É un tipico e tradizionale pellegrinaggio notturno a piedi che partendo nel cuore della notte da Roma si dirige verso il Santuario Divino Amore.

1. Tempi e modalità del pellegrinaggio notturno a piedi
Il pellegrinaggio notturno a piedi si tiene ogni sabato, dal primo dopo Pasqua all’ultimo di ottobre con partenza a mezza notte da Roma, Piazza di Porta Capena, e arrivo alle ore 5 della domenica al Santuario. Oltre ai pellegrinaggi del sabato ne sono previsti due straordinari: il 14 agosto, vigilia dell'Assunzione di Maria SS.ma, ed il 7 dicembre, vigilia dell'Immacolata Concezione. I pellegrini della notte percorrono la Via Appia Antica fino al Quo Vadis, quindi la Via Ardeatina, passando sopra le Catacombe di San Callisto e davanti al Mausoleo delle Fosse Ardeatine; essi portano ai piedi della Vergine, insieme alle proprie intenzioni, anche le necessità, le speranze della città eterna e la missione della Chiesa di Roma.

2. Testimonianza di un pellegrino
a) Sabato 9 luglio 2008, ore 23 circa, centro di Roma.

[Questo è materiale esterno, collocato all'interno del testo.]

PR #2247, opened 2020-03-25
More BDB configs.

mcd0uble:


stratochief66:
There is a lot of erratic formatting in the RealPlume configs. Could you regularize those a bit?

You can probably remove the thrust curves for the UA1205 and other UA12XX engines and put in an engine tags like `%engineType = UA1206`

The bluedog_GATV_SPS_LFO looks like it has mismatched fuels in the tanks vs ModuleEnginesFX ?

The desciptions in RO_BDB_engines.cfg appear to overwriting with `abc` rather than text, which doesn't seem right.

Down here: https://github.com/KSP-RO/RealismOverhaul/pull/2247/files#diff-1037d07c037348ddd7c28803c060117eR1371
Could you leave the engine as a tagged `engineType = LR87`?

The only part I ran into obvious trouble with was the mercury parachute. The realchute config for it seemed to be broken, crashed right into the ocean full speed.

I've made it down to the Saturn file, but haven't reviewed that yet.

mcd0uble:
Yep good catch on the GATV SPS, one of them should have been changed to MON3. 

I know there's a reason I didn't use the UA12xx engineType but now I can't fully remember what it was... I think I wasn't getting correct burn times so I adjusted some of the numbers to come in line with real world performance.

The descriptions of engines doesn't really matter if they have an engineType because it gets overwritten by that anyway. I think the abc thing was a placeholder I was using to make sure the configs were applying properly. Oh and some engines weren't able to use engineType configs without the plumes breaking, for example the Vanguard X-405 and the Titan engines. Zorg did configs for those that I'm pretty sure are complete.

The mercury parachute just doesn't want to deploy, either with stock or realchute configs, don't really know what to do about that.

stratochief66:
Fair, if the descriptions get overwritten, can you remove the `abc` descriptions then? 

We can punt figuring out the mercury parachute issue, if it doesn't seem to work with either stock or realchutes in RSS/RO. Could you remove any chute configs from it, maybe update the description to note that it doesn't work (to avoid surprise failures for people) and apply the landing chute config to the drogue chute part? That way, the Mercury can still be successfully landed (since the drogue part is successfully deploying)

stratochief66:
The saturn iv tankage isn't scaled up sufficiently. With this it seems to be 3.5m diameter but sources suggest it was 5.5m in diameter. Odd I know, but 1.6x rescale doesn't seem sufficient.

mcd0uble:
Yeah I'll remove those descriptions and put a note with the parachute. As for the Saturn sizing, that's an issue where BDB (and a lot of other "stockalike" mods) choose to use standardized part diameters, so you can either rescale them to their real-world sizes (and then parts like adapters will not fit properly) or you can just scale everything by a standard amount so everything fits together, but then parts won't exactly fit their real world sizes.

I'm not really sure what to do in those cases, I personally prefer to have realistic proportions and just use proc interstages and things like that if necessary, but I know others feel differently. To be honest I am kinda just ignoring Saturn for now because it;s one of the oldest parts of the mod and is due for a revamp soon (and I believe Cobalt was going to change the diameters).

Oh and last thing is I know some of the formatting especially in the RealPlume configs was a bit messy but all of those configs were just copy-pasted from Zorg's already working configs, so I feel like it's not really worth going in there and fiddling with things as long as it's functioning.

stratochief66:
Sounds good, I'd say just remove the configs for the Saturn parts. If someone wants to come along and scale them to precise size and volume to be realistically usable they can, but partially scaled up they aren't really useful to either camp.

If the RealPlume configs work, formatting is less important yeah.

PR #2252, opened 2020-03-26
Stock mk2 bicoupler

whale2:
Stock bicoupler converted to highly pressurized => heavy. This patch adds structural variant of it.


raidernick:
FOR[RealismOverhaul] should be changed to :BEFORE[RealismOverhaul] when you are doing an addition. Once you fix that I will merge this.

whale2:
Done.

PR #2255, opened 2020-03-29
Restore original ejection force on payload bases

### LINKED ISSUE #2254: Why are procedural fairing payload bases being reset to 0 ejection force?
https://github.com/KSP-RO/RealismOverhaul/blame/master/GameData/RealismOverhaul/RO_RecommendedMods/Procedurals/RO_pFairings.cfg#L112

The commit where this was changed was a long time ago, but it was part of a commit to change node sizes, and no rationale was given for the change.

Interstages are left at their default 250 force, but payload bases are reset to 0.

jwvanderbeck:
Instead set ejectionForcePercent to default to 0%.  This way if the player wants to have some ejection force, they can by increasing the percentage in the PAW, but by default, the behaviour will be as before.

**NOTE**: While this does not break existing craft, those crafts would most likely have been saved with 100% ejection force, so in most cases, the player will want to set that to 0% manually before using the craft,

Fixes #2254

### DIFF
--- a/GameData/RealismOverhaul/RO_RecommendedMods/Procedurals/RO_pFairings.cfg
+++ b/GameData/RealismOverhaul/RO_RecommendedMods/Procedurals/RO_pFairings.cfg
@@ -109,7 +109,7 @@
 	%MODULE[ModuleDecouple]
 	{
 		%name = ModuleDecouple
-		%ejectionForce = 0
+		%ejectionForcePercent = 0
 		%explosiveNodeID = top
 		%stagingEnabled = True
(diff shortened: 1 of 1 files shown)


NathanKell:
Makes sense! Don't think we can avoid the save incompatibility without a
code change that isn't worth it.

Sent by my thumbs, slowly.

jwvanderbeck:
Tested locally on my own install. It would be nice to have additional testing but its a pretty simple change, but other than that its good to merge whenever you want.

PR #2256, opened 2020-03-30
Fix issue with KSPWheel when VSR is installed, lower steering response

lukecologne:
This fixes an issue with Vens Stock Revamp, where the smallest rover wheels were breaking instantly. This was caused by a collider on the VSR side, which blocked the KSPWheel collider. Along with that fix, the torque of said rover wheel is lowered to be inline with the other ones, and the steering response for all wheels is lowered to a sensible level.


whale2:
Tested in 1.8.1 with small rover wheel - works ok.

PR #2273, opened 2020-04-23
Titan ascent engine

Katniss218:
Neph wanted me to make a PR with my custom (RPA-valid) titan ascent engine, so here it is.

The original, official engine used in my Othrys program


raidernick:
Speculative engines are already riding the line of acceptability. RO is supposed to have REAL WORLD engines only. Sure, you could conceivably do the math and come up with any working engine design you wanted, but this is not the mod for that kind of thing sorry.

PR #2276, opened 2020-04-25
Increase internal SM tank volume

### LINKED ISSUE #2275: Advanced Command Module, a Gemini alternative, has considerably less tank volume
Given that the Advanced Command Pod (`ROAdvCapsule`) is presented as an alternative part option for a Gemini style 2 crew program, uses the same training in RP1, costs the same as Gemini in ROCapsules (`ROC-GeminiCM`), and shares the unlock cost, and both more massive and physically larger, it seems really odd that it has nearly **1/10th** the internal SM volume.  Especially when you consider that the Gemini part also has an external SM in addition to the CM yet still has 525l of internal SM volume compared to the Advanced Command Pod's measly 60l

tl;dr why does the Advanced Command Pod have only 60l internal SM volume while the Gemini from ROCapsules has 525l?

jwvanderbeck:
Increase internal SM volume to 530l even without TACLS, for Kerbalism players

Fixes #2275

### DIFF
--- a/GameData/RealismOverhaul/Parts/AdvCapsule/ROAdvCapsule.cfg
+++ b/GameData/RealismOverhaul/Parts/AdvCapsule/ROAdvCapsule.cfg
@@ -392,7 +392,7 @@ PART
     {
         name = ModuleFuelTanks
         type = ServiceModule
-        volume = 60
+        volume = 525 // match volume of ROC Gemini
         basemass = -1
 
         //  Batteries 4 kWh.


Capkirk123:
Seems reasonable, but you might want to have kerbalism patch the volume instead.

jwvanderbeck:
Well its not really a Kerbalism patch so much as a "don't only do this for TAC-LS" patch I think.  Plus I don't think Kerbalism itself patches any of these, it just uses whatever RO sets, and right now RO only sets it up if you have TAC-LS

DRVeyl:
Will merge this.  Note that the volume is still different between if TACLS is installed versus not (525 vs 530).  The PART config needs a maintenance pass in general, I will probably look at that after the heatshield support patches merge.

PR #2278, opened 2020-04-25
CryoEngines update

undeadfake:
Just an update to make this config work with the latest version of CryoEngines.

Apart from the changes in part names, I also added new parts (RL10A-5, RL-60 and RL-60 cluster) and made some tweaks.

A couple of notes:

1. Edited the Vulcain engine to only use the Vulcain 2 config since that's what the part is modeled after. I can change this if it's not desired.

2. Even though the RS-68 roll control exhaust animation is broken, it works just fine. Couldn't find what the deflection angle is, so I used 15 degrees (copied from ROEngines).

3. Rescaled the RS-68 based on the boattail diameter (so it fits the Delta IV's CBC) instead of the nozzle exit diameter. As a result, the engine is slightly smaller than the real RS-68.

4. Since there's no LE-9 default config available, I used the LE-7 one for the Fuji, but kept the scale of the engine according to the LE-9 nozzle exit diameter (1.59m according to the NF_Realism team).


Capkirk123:
Looks good, everything works fine

PR #2281, opened 2020-04-29
Reduce ejection force from Procedural Fairings and interstages

leudaimon:
Procedural Fairings and Interstages have an ejection force of 250, which amounts to roughly 2.5kN over a second. That is a lot of force, especially if you apply it to a small probe. This PR changes it to 25, equivalent to 250N. Until something similar to the scaled impulse implemented in procedural decouplers is adapted for PF, this should keep these values more sane and less exploitable.

### DIFF
--- a/GameData/RealismOverhaul/RO_RecommendedMods/Procedurals/RO_pFairings.cfg
+++ b/GameData/RealismOverhaul/RO_RecommendedMods/Procedurals/RO_pFairings.cfg
@@ -109,6 +109,7 @@
 	%MODULE[ModuleDecouple]
 	{
 		%name = ModuleDecouple
+		%ejectionForce = 25
 		%ejectionForcePercent = 0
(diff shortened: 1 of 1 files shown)


jwvanderbeck-Unity:
What is the rationale behind this change, and is it applied to both interstage bases and payload bases?

Limiting the ejection force limits creativity and options to builders.  If you simply want less ejection force, that is what the percentage slier in the PAW is for.

Capkirk123:
Looks good. Explosive bolts can't provide lateral forces at all, and spring-loaded deploy mechanisms tend to be only enough to push things apart a little. Separation motors and RCS are used for a reason, decouplers being able to generate strong forces is unrealistic

jwvanderbeck:
yes but sep motors are all butt f'ing ugly in the game and no one wants to actually use them.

Atmosfera stranamente silenziosa, quasi ovattata, i rumori del traffico sembrano lontani. In sordina, vanno convenendo stuoli di pellegrini di tutte le razze, giovani, di mezza età, anziani, donne soprattutto, moltissimi rappresentanti del cosiddetto terzo mondo. Presenze, ma non molte, di persone che hanno scelto la vita consacrata. Una sorta di fotocopia ideale e a tutto campo di razze, lingue, culture, colori della pelle dei più svariati, come se si concentrassero qui intere tribù, nazioni o continenti, milioni e milioni d’esseri umani. Comune il “progetto”: incamminarsi verso una méta. Raggruppatosi un piccolo esercito di circa trecento partecipanti, si parte, come di consueto, a mezzanotte in punto dal marciapiede davanti al palazzone della F.A.O., in prossimità del Circo Massimo, area notissima sia per gli scavi e i ruderi, sia per essere sovente sede di eventi e spettacoli grandiosi, con palchi enormi, amplificatori megagalattici, decine se non centinaia di migliaia di spettatori vocianti, raggi di luce ecc. ecc. Quale contrasto, perciò, rispetto allo spettacolo odierno! Il rituale è fatto di preghiere e canti, in testa alla processione la croce (già di semplice legno e ora di cristallo, luminosa ad intermittenza) portata a turno da partecipanti all’uopo prenotatisi e predispostisi interiormente, pochissime luci, solo tante candele e ceri, altoparlanti rudimentali al centro e verso la fine del corteo. Si odono i rumori dei passi e basta, il tonfo leggero o l’accennato stropiccio delle scarpe; taluni pellegrini compiono il percorso a piedi nudi, la pelle a diretto contatto col selciato o asfalto. Niente scambi di chiacchiericci su problemi privati o fatti di cronaca o gossip, la qual cosa, invece, ricorre abitualmente, purtroppo, in analoghi riti ordinari, laici e non soltanto laici. Ampia e articolata sequenza di preghiere e canti, si diceva, soprattutto con l’invocazione di un nome in molteplici varianti: Maria, Madonna, Madre di Dio, Vergine, Madonna del Divino Amore.
“Viva, viva, sempre viva
“ la Madonna del Divino Amore,
“ fa le grazie tutte l’or
“ noi l’ andiamo a visitar.
è il ritornello che affiora al primo incedere del corteo. Corale e sentito, riecheggerà più volte in seguito. A voler interiorizzare su un altro aspetto, costituiscono i pellegrini di questo genere un folto gruppo di privilegiati, insomma di persone speciali che sono state ispirate a trascorrere e spendere così una notte di fine settimana in luglio. Di contro e in confronto a loro, pur col rispetto d’ogni libera scelta, sembrano perdenti e poveri i serpentoni di gente in fila per poter entrare in un locale, incrociati dopo un iniziale tratto di processione. Nel primo caso, opportunità di partecipazione intensa che resterà viva dentro, nel secondo, routine di un divertimento che si esaurisce senza nulla lasciare dietro di sé. La prima tappa, non vera e propria sosta, coincide con un posto assai significativo, le Fosse Ardeatine. Attimi di profondo raccoglimento per tutti, anche per coloro – vale a dire la larga prevalenza dei partecipanti – i quali non hanno vissuto e/o conosciuto i tragici eventi storici che il luogo ricorda. Quindi, la sgroppata mediana e di maggiore consistenza verso il traguardo intermedio successivo, all’estrema periferia della metropoli, in un punto conosciuto come il vecchio dazio, dove si arriva intorno alle 2.30 del mattino. Sempre fra canti, preghiere, letture, meditazioni, riflessioni.
b) Qualche notazione.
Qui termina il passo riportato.